I haven't been keeping up with the news recently and missed the outbreak of WWs3-11.


----------



## Greyhound Gal (Oct 19, 2016)

Glad I'm not the only one who has seemed to have missed 9 world wars. 
Must have been during that time that Elvis worked down the chip shop


----------



## mikeyB (Oct 19, 2016)

I'm off to take some chlorpromazine and lithium. Reading all this has brought on another attack.


----------



## Diabeticliberty (Oct 19, 2016)

Marsbartoastie said:


> Wikipedia is good!
> I haven't been keeping up with the news recently and missed the outbreak of WWs3-11.




This information was not copied from Wikipedia actually Mrs Cynical Toadstool. I feel it important to know stuff about your own manor. I even know some stuff about your manor. It is full of geezers eating jellied eels and giving it large with rabbit, rabbit, rabbit rabbit innit? 

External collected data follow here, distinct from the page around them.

PR #70, opened 2025-12-10
set up update user name

nxn-nicole:


blotztask-api/appsettings.json
```diff
@@ -33,8 +30,12 @@
     ]
   },
   "Auth0": {
-    "Domain": "dev-k72xachs0fr6nebp.us.auth0.com",
-    "Audience": "https://blotz-task-dev/api"
+    "Audience": "https://blotz-task-dev/api",
+    "Management": {
+      "Domain": "dev-k72xachs0fr6nebp.us.auth0.com",
```
sol-wizard: move this out from management

blotztask-api/Modules/Users/Commands/UpdateUserProfile.cs
```diff
@@ -0,0 +1,49 @@
...
+        db.AppUsers.Update(user);
+        await db.SaveChangesAsync(ct);
+
+        logger.LogInformation("User Profile for user {UserId} updated successfully in database.", profileCommand.Id);
+
+        await auth0ManagementService.UpdateUserProfileAsync(
+            auth0UserId,
+            profileCommand.DisplayName
+        );
+
```
sol-wizard, line 32: i think you should made changes to auth0 then call the sync handler

blotztask-api/Modules/Users/Commands/UpdateUserProfile.cs
```diff
@@ -0,0 +1,49 @@
...
+        logger.LogInformation("User Profile for user {UserId} updated successfully in auth0.", profileCommand.Id);
```
sol-wizard: but i think we dont want to call a handler in another handler (recursive) so find a better way?

blotztask-api/Modules/Users/Services/Auth0ManagementService.cs
```diff
@@ -0,0 +1,113 @@
...
+
+namespace BlotzTask.Modules.Users.Services;
+
+public interface IAuth0ManagementService
+{
+    Task UpdateUserProfileAsync(string auth0UserId, string? displayName,
+        CancellationToken ct = default);
+}
+
+public class Auth0ManagementService : IAuth0ManagementService
```
sol-wizard, line 19: try if auth0 sdk is better

sol-wizard (changes requested):

blotztask-api/Modules/Users/UserController.cs
```diff
@@ -36,14 +41,26 @@ public async Task<UserProfileDTO> GetUserProfile(CancellationToken ct)
...
-        return await getUserProfileQueryHandler.Handle(query, ct);;
-    }
-}
 
+        return await getUserProfileQueryHandler.Handle(query, ct);
+        ;
+    }
 
+    [HttpPut]
+    public async Task<string> UpdateProfile([FromBody] UpdateUserDto updateUserDto, CancellationToken ct)
```
sol-wizard: we usually do naming better, we should try to do controller and Dto and Command the same name

sol-wizard (approved):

I must away now to practice I Giorni for tomorrow's recital with my tutor


----------



## mikeyB (Oct 19, 2016)

Diabeticliberty said:


> This information was not copied from Wikipedia actually Mrs Cynical Toadstool. I feel it important to know stuff about your own manor. I even know some stuff about your manor. It is full of geezers eating jellied eels and giving it large with rabbit, rabbit, rabbit rabbit innit?
> 
> 
> 
> ...


When your tutor will break into song "Thankyou for the days...."


----------